Painting in the Dark for More Colorful Paintings

Sibley Park View from Visitors Center, Oil on panel, 12x9
Sibley Volcanic Park: View from Visitors Center, Oil on panel, 12x9"

OK, it wasn’t really in the dark, but I was in deep shade and could barely tell what colors I was mixing. Yesterday I went to a non-painting event in 105 degree heat and blinding sun and came home with a migraine. I just couldn’t take another day in the sun today but wanted to join my Sunday plein air group. I set up in the shade of the visitor center at Sibley Volcanic Regional Park in Oakland where we were going meet for our group critique at 2:00.

Bicyclists and hikers stopped by all afternoon to eat lunch in the shade, get water, or use the restrooms. Two hardcore women cyclists spent their entire lunch discussing in great detail their recent fruit purchases. Another woman cyclist in full cycling gear told her cycling buddy that her ex-husband married her ex-best friend. Then she dated that woman’s ex-husband. But when her ex-husband and ex-best friend divorced, she and former best friend fell in love and recently got married thanks to California’s same sex marriage law. They rode off before I could find out if the ex-husbands fell in love with each other too.

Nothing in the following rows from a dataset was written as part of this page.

PR #1155, opened 2016-10-03
docs, style: add dir-locals file for setting the style to linux in GNU emacs

masatake:
Though .editorconfig was introduced, it is not enough for GNU emacs users to make
the coding style consistent with existing code of ctags.

The default style of cc-mode of GNU emacs is "gnu". The "gnu" style adds
extra indentation in block opening:

________if (...)
__________{

The style is not consistent with the existing code.
This commit introduces .dir-locals.el file which forces the style
to "linux". With "linux" style the block opening is handled as follows:

________if (...)
________{

The difficulties is that the basic indent size of "linux" is 8.
It is different from .editorconfig.

So in the updated document, I wrote the way to apply .editorconfig
configuration after installing "linux" style.

### DIFF
--- a/docs/contributions.rst
+++ b/docs/contributions.rst
@@ -123,7 +123,46 @@ functional changes with style fixes makes reviewing harder.
 If possible, don't use file static variables. Find an alternative way
 that uses parameters.
 
-For indentation I'm using the linux style in cc-mode of GNU Emacs.
+
+.. NOT REVIEWED YET
+
+Notes for GNU emacs users
+.........................................................................
+
+If you use GNU emacs, utilize the `.editorconfig` configuration based
+on non-GNU C style. Here non-GNU C style means
+"align a keyword for control flow and `{` of the block start".
+
+GNU style:
+.. code-block:: C
+
+	if (...)
+	    {
+		...
+
+non-GNU style:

The rest of my plein air group painted the amazing vistas along the roadside on Skyline Drive and Grizzly Peak Boulevards but they had to put up with the heat and direct sun. I was perfectly happy with this lesser vista and the lovely shade.

Painting in the dark
Painting in the dark

I discovered an interesting phenomenon. When I paint in the bright sun my colors look really nice and bright, but once out of the sun, the painting looks duller and dark. Just the opposite is true when painting in the shade. The colors look much dull and monochromatic in the shade (see above). But in the light they’re bright and colorful. That also seems to happen when I wear gray tinted sunglasses.

In the same way that squinting (reducing the light coming into your eyes) removes the color from the scene, allowing you to see values better, painting in the shade or wearing dark glasses reduces the perceived intensity or saturation of the colors you’re mixing. That in turn tricks you into mixing more brilliant, saturated colors. Or at least that’s what happened to me today. I was pleasantly surprised each time I carried my painting out into the sun to see what it really looked like.

Me enjoying the shade at Sibley

8 replies on “Painting in the Dark for More Colorful Paintings”

You made the lesser vista look spectacular – what an array of greens you found – don’t know if it was painting in the shade that did it, but you captured a wonderful shimmering light. (How interesting to have a real-life soap opera related while you paint!)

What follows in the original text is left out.